README.md
May 12, 2025 ยท View on GitHub
Multi-Modal Interactive Perception Network with Mamba for Lung Tumor Segmentation in PET-CT Images
Jie Mei1, Chenyu Lin2, Yu Qiu3, Yaonan Wang1, Hui Zhang1, Ziyang Wang4, Dong Dai4
1 Hunan University, 2 Nankai University, 3 Hunan Normal University, 4 Tianjin Medical University Cancer Institute and Hospital
- This repository contains the official code for paper Multi-Modal Interactive Perception Network with Mamba for Lung Tumor Segmentation in PET-CT Images.
- This paper has been accepted to CVPR 2025.
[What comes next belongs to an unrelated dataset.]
PR #2123, opened 2024-09-17
SettingWakeUp: use Checkboxlist.h

NeroBurner:
Update `CheckboxList.h` to optionally be able to get checkboxes (instead of the default of radio-buttons) and be able to have multi-selection through a new callback.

- This code and PCLT20K dataset are licensed for non-commerical research purpose only.
Introduction
Lung cancer is a leading cause of cancer-related deaths globally. PET-CT is crucial for imaging lung tumors, providing essential metabolic and anatomical information, while it faces challenges such as poor image quality, motion artifacts, and complex tumor morphology. Deep learning-based models are expected to address these problems, however, existing small-scale and private datasets limit significant performance improvements for these methods. Hence, we introduce a large-scale PET-CT lung tumor segmentation dataset, termed PCLT20K, which comprises 21,930 pairs of PET-CT images from 605 patients. Furthermore, we propose a cross-modal interactive perception network with Mamba (CIPA) for lung tumor segmentation in PET-CT images. Specifically, we design a channel-wise rectification module (CRM) that implements a channel state space block across multi-modal features to learn correlated representations and helps filter out modality-specific noise. A dynamic cross-modality interaction module (DCIM) is designed to effectively integrate position and context information, which employs PET images to learn regional position information and serves as a bridge to assist in modeling the relationships between local features of CT images. Extensive experiments on a comprehensive benchmark demonstrate the effectiveness of our CIPA compared to the current state-of-the-art segmentation methods. We hope our research can provide more exploration opportunities for medical image segmentation.

Environment
-
Create environment.
conda create -n MIPA python=3.10 conda activate MIPA -
Install all dependencies. Install pytorch, cuda and cudnn, then install other dependencies via:
pip install torch==2.1.2 torchvision==0.16.2 torchaudio==2.1.2 --index-url https://download.pytorch.org/whl/cu118pip install -r requirements.txt -
Install selective_scan_cuda_core.
cd models/encoders/selective_scan pip install . cd ../../..
PCLT20K
Please contact Jie Mei (jiemei AT hnu.edu.cn) for the dataset. We will get back to you shortly. The email should contain the following information. Note: For better academic communication, a real-name system is encouraged and your email suffix must match your affiliation (e.g., hello@hnu.edu.cn). If not, you need to explain why.
Name: (Tell us who you are.)
Affiliation: (The name/url of your institution or university, etc.)
Job Title: (E.g., Professor, Associate Professor, PhD, etc.)
Email: (Dataset will be sent to this email.)
How to use: (Only for non-commercial use.)
Data Preparation
-
For our dataset PCLT20K, we orgnize the dataset folder in the following structure:
<PCLT20K> |-- <0001> |-- <name1_CT.png> |-- <name1_PET.png> |-- <name1_mask.png> ... |-- <0002> |-- <name2_CT.png> |-- <name2_PET.png> |-- <name2_mask.png> ... ... |-- train.txt |-- test.txttrain.txt/test.txtcontains the names of items in training/testing set, e.g.:<name1> <name2> ... -
Please put our dataset in the
datadirectory
Usage
Training
-
Please download the pretrained VMamba weights, and put them under
pretrained/vmamba/. We use VMamba_Tiny as default. -
Config setting.
Edit config in the
train.py. Change C.backbone tosigma_tiny/sigma_small/sigma_baseto use the three versions of VMamba. -
Run multi-GPU distributed training:
torchrun --nproc_per_node 'GPU_Numbers' train.py -
You can also use single-GPU training:
python train.py -
Results will be saved in
save_modelfolder.
Testing
The pretrained model of CIPA (CIPA.pth) can be downloaded:
- Baidu Yunpan, Password: CIPA
- Google Drive
python pred.py
Citation
If you are using the code/model provided here in a publication, please consider citing:
@inproceedings{mei2025cross,
title={Cross-Modal Interactive Perception Network with Mamba for Lung Tumor Segmentation in PET-CT Images},
author={Mei, Jie and Lin, Chenyu and Qiu, Yu and Wang, Yaonan and Zhang, Hui and Wang, Ziyang and Dai, Dong},
booktitle={IEEE/CVF Conference on Computer Vision and Pattern Recognition},
year={2025}
}
Contact
For any questions, please contact me via e-mail: jiemei AT hnu.edu.cn.
Acknowledgment
This project is based on the VMamba and Sigma, thanks for their excellent works.